Originally Posted by Mollers
First off thank you all for the help I couldn't get no where near where I am in this problem without you. I am stuck again as I cannot figure out how to write the last part of what Biffboy said..."root8/root3 =2root2/root3 --------> Multiply top and bottom by root3 Get x=2root6/3"

Attachment 23566

This is where I get stuck.

Here we go:

$3x^2=8$

$x^2=\frac{8}{3}$

$x=\sqrt{\frac{8}{3}}$

$x=\frac{\sqrt{8}}{\sqrt{3}}$

$x=\frac{2\sqrt{2}}{\sqrt{3}}$

"Rationalize" the denominator by multipling numerator and denominator by $\sqrt{3}$

$x=\frac{2\sqrt{2}}{\sqrt{3}} \cdot \frac{\sqrt{3}}{\sqrt{3}}=\frac{2\sqrt{6}}{3}$
• April 11th 2012, 09:21 AM
Mollers
Re: Giving an Exact Solution to a Logarithm
thank you so much! I dont understand why I was given this problem when I was never given an example that was anywhere near similar.
• April 12th 2012, 10:31 AM
Mollers
Re: Giving an Exact Solution to a Logarithm
I have been looking at this problem more and thinking about it and wanted to make sure about something.

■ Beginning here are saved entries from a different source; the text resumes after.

PR #132, opened 2024-11-28
Fix broken stream generate for SmolVLM and others

andimarafioti:
This breaks stream generation if the model doesn't have image_token_index

### DIFF
--- a/mlx_vlm/utils.py
+++ b/mlx_vlm/utils.py
@@ -1095,7 +1095,10 @@ def stream_generate(
         tokenizer = processor.tokenizer
 
     resize_shape = kwargs.pop("resize_shape", None)
-    image_token_index = model.config.image_token_index
+    if hasattr(model.config, "image_token_index"):
+        image_token_index = model.config.image_token_index
+    else:
+        image_token_index = None
 
     # Prepare inputs
     inputs = prepare_inputs(


Blaizzy:
Hey @andimarafioti 

Thanks for the PR!

To clarify, all models should have `image_token_index`.

I see that idefics3 uses instead `image_token_id`.

So the fix should be renaming it to `image_token_index`.

Blaizzy:
Could you make the change above?

I will review and merge it as soon as you do.

andimarafioti:
Why should the model have `image_token_index`? The idefics3 PR was reviewed quite intensely and no one mentioned this.

andimarafioti:
Also, there is another part of this same file where this check is used to avoid other models failing :/

Blaizzy:
> Why should the model have image_token_index? The idefics3 PR was reviewed quite intensely and no one mentioned this.

It was a mistake we all missed,

I also found another bug just now with the positioning of the image token from that PR.

Blaizzy:
> Also, there is another part of this same file where this check is used to avoid other models failing :/

Ok, you have a point. I will re-open and merge your PR.

I'm about to refactor the entire codebase to address this cases because all model should have this even if it's zero/None.

Blaizzy:
Thank you very much for bringing this up @andimarafioti!

PR #169, opened 2025-01-02
Corrected order of parameters on example

bbaaxx:
The example on the readme does not run because the order of parameters is incorrect resulting in:

`TypeError: TextEncodeInput must be Union[TextInputSequence, Tuple[InputSequence, InputSequence]]`

Fixing example on Readme

### DIFF
--- a/README.md
+++ b/README.md
@@ -64,7 +64,7 @@ formatted_prompt = apply_chat_template(
 )
 
 # Generate output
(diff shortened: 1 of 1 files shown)


Blaizzy:
Thank you very much, @bbaaxx! 

It like you read my mind.

I noticed it late last night.

Will merge as soon as tests pass.

PR #202, opened 2025-02-07
Add stream_generate and GenerationResult to __init__.py

asmeurer:
This slightly lower level API function allows extracting things like performance metrics from the generation programmatically.


Blaizzy:
Thanks a lot @asmeurer!

Sorry, I missed your PR.

PR #221, opened 2025-03-01
Fix typo and local path

lucataco:
This should fix the local path to the audio file

I think you meant to use this model? I see others under [mlx-community](https://huggingface.co/mlx-community) like 8/6/4bit
mlx-community/ShowUI-2B-bf16-bf16


Blaizzy:
Thanks a lot @lucataco, great looking out! 

The model name was a typo. I just fixed it.

It should be [mlx-community/ShowUI-2B-bf16](https://huggingface.co/mlx-community/ShowUI-2B-bf16)

So we can revert that change and merge the rest.

lucataco:
Updated!

Blaizzy:
Merged 🚀

Issue #253, opened 2025-03-18
Remove scipy dependency


r-bit-rry:
Its a heavy dependency which requires external libraries and tooling installed.
We are only using it for the scipy.ndimage.zoom method which is provided both by Pillow and OpenCV which are already a depepndency for this project.

Of the top of my head these two implementations can replace zoom method, note that the opencv one will be the best performant:
```
from PIL import Image
import numpy as np

def pillow_zoom(input_array, zoom_factor):
    """Resize using Pillow with similar functionality to scipy.ndimage.zoom"""
    if input_array.ndim == 2:
        # Handle 2D arrays (single-channel images)
        img = Image.fromarray(input_array)
        new_size = tuple(int(s * zoom_factor) for s in input_array.shape)
        # Swap dimensions for PIL (width, height)
        resized = img.resize((new_size[1], new_size[0]), Image.Resampling.BICUBIC)
        return np.array(resized)
    elif input_array.ndim == 3:
        # Handle multi-channel images
        results = []
        for i in range(input_array.shape[0]):
            results.append(pillow_zoom(input_array[i], zoom_factor))
        return np.stack(results)
    else:
        raise ValueError("Unsupported array dimension")
```

or

```
import cv2
import numpy as np

def opencv_zoom(input_array, zoom_factor):
    """Resize using OpenCV with similar functionality to scipy.ndimage.zoom"""
    if input_array.ndim == 2:
        # Single channel 2D array
        new_shape = tuple(int(s * zoom_factor) for s in input_array.shape)
        # Note: cv2.resize takes (width, height) which is opposite of numpy's (height, width)
        return cv2.resize(input_array, (new_shape[1], new_shape[0]), interpolation=cv2.INTER_CUBIC)
    elif input_array.ndim == 3:
        # Multi-channel or 3D array
        results = []
        for i in range(input_array.shape[0]):
            results.append(opencv_zoom(input_array[i], zoom_factor))
        return np.stack(results)
    else:
        raise ValueError("Unsupported array dimension")
```

Blaizzy:
I agree with you!

Could you send a PR and add some metrics like performance (acc and performance)?

asmeurer:
Also scipy is pinned in the requirements, which makes it harder to install mlx-vlm in an environment with other packages.

r-bit-rry:
on it

r-bit-rry:
https://github.com/Blaizzy/mlx-vlm/pull/268/

[...]

PR #268, opened 2025-03-21
refactor: update image resizing implementation to use OpenCV and add …

r-bit-rry:
closing this issue:
https://github.com/Blaizzy/mlx-vlm/issues/253

removing scipy dependency
chaging resize_image from scipy.ndimage.zoom to opencv resize
adding unittest to avoid regression

### DIFF
--- a/mlx_vlm/models/gemma3/language.py
+++ b/mlx_vlm/models/gemma3/language.py
@@ -196,17 +196,18 @@ class Gemma3Model(nn.Module):
             sliding_window_mask = create_attention_mask(h, cache)
 
         for i, (layer, c) in enumerate(zip(self.layers, cache)):
-            is_sliding = (
+            is_global = (
                 i % self.config.sliding_window_pattern
                 == self.config.sliding_window_pattern - 1
             )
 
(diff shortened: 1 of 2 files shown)


maxlund:
This might be worth taking a look at
https://zuru.tech/blog/the-dangers-behind-image-resizing

image

Blaizzy:
@r-bit-rry could you share some benchmark results with the old and new method?

Blaizzy:
Also, why can't we use PIL for this?

r-bit-rry:
I guess it doesn't really matter.
I chose opencv for the speed (at least the documented one)
I don't even know if the scipy method zoom that was used before was equivalent to the quality by PIL

r-bit-rry:
> @r-bit-rry could you share some benchmark results with the old and new method?

checked for regression and added a test, not for benchmark.
benchmarking can be seen here but obviously it was not made for this specific usecase:
https://github.com/libvips/libvips/wiki/Speed-and-memory-use

generally speaking I'm not sure that now is the time to optimize performance, especially when the bottleneck is most likely the mlx model itself

PR #1659, opened 2026-07-22
chore(deps): make training-only datasets an optional [train] extra

Lazarus-931:
configures it so that mlx-vlm for lora is when other libraries are downloaded, inference-only regime therefore stays lean

verified the full inference surface imports without datasets; lora/evals raise the friendly error when not downloaded properly.

docs updated as well


Blaizzy (approved):
LGTM, thanks!

johnking0099:
Good for inference-only users.

PR #1660, opened 2026-07-22
fix(utils): resolve model module before AutoProcessor in load_processor

andyrost:
## Problem

A standalone `load_processor()` call fails for models whose processor classes are registered by mlx-vlm itself, while `load()` on the same path works:

```python
from mlx_vlm.utils import load_processor
load_processor("<local qwen3_5 quant written by mlx_vlm.convert>")
# ValueError: Unrecognized image processor in ...
```

Reproduced on current `main` (torch-free venv, transformers 5.14.1, macOS/Apple Silicon) with a Qwen3.5-based quant produced by `mlx_vlm.convert` (microsoft/Fara1.5-9B → 4-bit). `mlx_vlm.load()` on the identical path returns `Qwen3VLProcessor` fine.

## Root cause

30+ model modules install their `AutoProcessor` registrations as an **import side-effect** (`install_auto_processor_patch` in `qwen3_5`, `gemma3`/`gemma4`, `kimi_k25`, `molmo`, `phi3_v`, `deepseekocr`, …). `load()` triggers those imports via `load_model()` → `get_model_and_args`, but `load_processor()` calls `AutoProcessor.from_pretrained` directly — so whether it works depends on whether the caller happened to load weights first in the same process. Anyone using `load_processor` standalone (chat-template rendering, request validation in a server, tokenizer-only tooling) hits the raw transformers error.

## Fix

`_ensure_model_module_registered(model_path)`: best-effort resolution of the model module before the `AutoProcessor` call, mirroring what `load_image_processor` already does — but reading **only `config.json`** (local dirs directly; hub repos via `hf_hub_download`, never a weights snapshot). Every failure mode falls through to the previous behavior, so this can only widen the set of models that load.

Also normalizes an existing-local-dir `str` to `Path` at the top of `load_processor`: the `add_detokenizer` branch does `model_path / "tokenizer.json"`, which previously crashed with `TypeError` for plain-string local paths (second latent bug on the same standalone path).

## Verification

- Before: `load_processor(<qwen3_5 quant>)` raises `ValueError: Unrecognized image processor`; after: returns `Qwen3VLProcessor` with detokenizer + stopping criteria attached (str and `Path` args both).
- `load()` on the same model unregressed.
- `pytest mlx_vlm/tests/test_utils.py` — 36/36 pass (34 existing + 2 new regression tests: registration ordering, and best-effort fall-through when no config is reachable).

### DIFF
--- a/mlx_vlm/tests/test_utils.py
+++ b/mlx_vlm/tests/test_utils.py
@@ -781,6 +781,48 @@ def test_load_processor_propagates_auto_processor_errors():
             load_processor(Path("/tmp/model"), eos_token_ids=2)
 
 
+def test_load_processor_registers_model_module_before_auto_processor(tmp_path):
+    """Standalone load_processor must import the model module first so
+    import-time AutoProcessor registrations (install_auto_processor_patch)
+    are visible — load() got this implicitly via load_model."""
+    (tmp_path / "config.json").write_text(json.dumps({"model_type": "qwen3_5"}))
+    call_order = []
+
+    with (
+        patch(
+            "mlx_vlm.utils.get_model_and_args",
+            side_effect=lambda cfg: call_order.append(("register", cfg["model_type"])),
+        ),
+        patch(
+            "mlx_vlm.utils.AutoProcessor.from_pretrained",
+            side_effect=lambda *a, **k: call_order.append(("auto_processor",))
+            or MagicMock(),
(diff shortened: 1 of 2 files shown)


Blaizzy:
Thanks @andyrost for the contribution!

However, closing it for now because this is not the core issue.

PR #1662, opened 2026-07-22
Add DRY (Don't Repeat Yourself) repetition sampler

Lazarus-931:
Adds the DRY sampler as a logits processor, which works when tokens that would extend a repeated suffix of length L >= allowed_length are penalized by multiplier, with sequence breakers and a searchable-history window. Wired through make_logits_processors, generate_step, and the server, with unit tests and validation coverage.

Sampling series of #1648


lucasnewman:
@Lazarus-931 Do we still want this? I seem to recall it came from a HN comment (aka rant) although I've never really heard of it being used in practice.

Lazarus-931:
in retrospect,  i was just trying to check a box from the list,  I do see it used in llama.cpp, but I think this un-needed. can be re-visited ltr on

PR #1663, opened 2026-07-22
Add typical-p (locally typical) sampler

Lazarus-931:
Adds locally typical sampling (arXiv 2202.00666): keeps the most typical tokens (surprisal closest to the distribution entropy) until their cumulative probability reaches typical_p. Wired through make_sampler, generate_step, and the server (schemas/generation/request), with a numpy-reference test and validation coverage.

Sampler series from #1648


Blaizzy (approved):
LGTM, thanks!

PR #1666, opened 2026-07-23
Awq quant

Lazarus-931:
This pr adds calibration-aware weight quantization (AWQ, arXiv 2306.00978) with `-quant-method awq`

A short calibration pass records per-channel activation magnitude; each decoder layer's weights are rescaled to protect high-activation channels (grid-searched to minimize quantized-output error) and the inverse scale is folded into the preceding op so the fp model is unchanged before quantization. 

this is scoped to the language model, vision/audio support is under testing and will be included 

folding is gated to standard nn.RMSNorm (x·weight) decoders like Qwen 2/2.5/3(-VL), Llama, etc where it recovers ~20–80% of the RTN→bf16 perplexity gap (measured on Qwen3-VL-2B, Qwen2.5-0.5B, Llama-3.2-1B). 

Architectures with non-standard norms (the Gemma family, x·(1+weight)) safely fall back to plain RTN rather than being corrupted, also this has a regresssion test

series of #1648

edit: added the opt-in multimodal calibration so the LM's AWQ scales reflect media-token activations

edit 2: marking this ready since majority of audio models at large don't support AWQ


Blaizzy (approved):
LGTM!

PR #1702, opened 2026-07-23
Vendor standard models

Lazarus-931:
Continues the mlx-lm removal series (after #1606/#1616/#1625): 17 models vendored (10 dense + 7 MoE), each bit-exact Δ=0.0 vs mlx-lm 0.31.3, all recovered by test_models.py


Blaizzy (approved):
LGTM, thanks!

Since the directions are to give an exact solution would I leave the answer as 2 sqaure root 6/3 or should I compute this and get a decimal answer?
• April 12th 2012, 10:56 AM
biffboy
Re: Giving an Exact Solution to a Logarithm
Leave it as it is. Any decimal answer you got would be an approximation.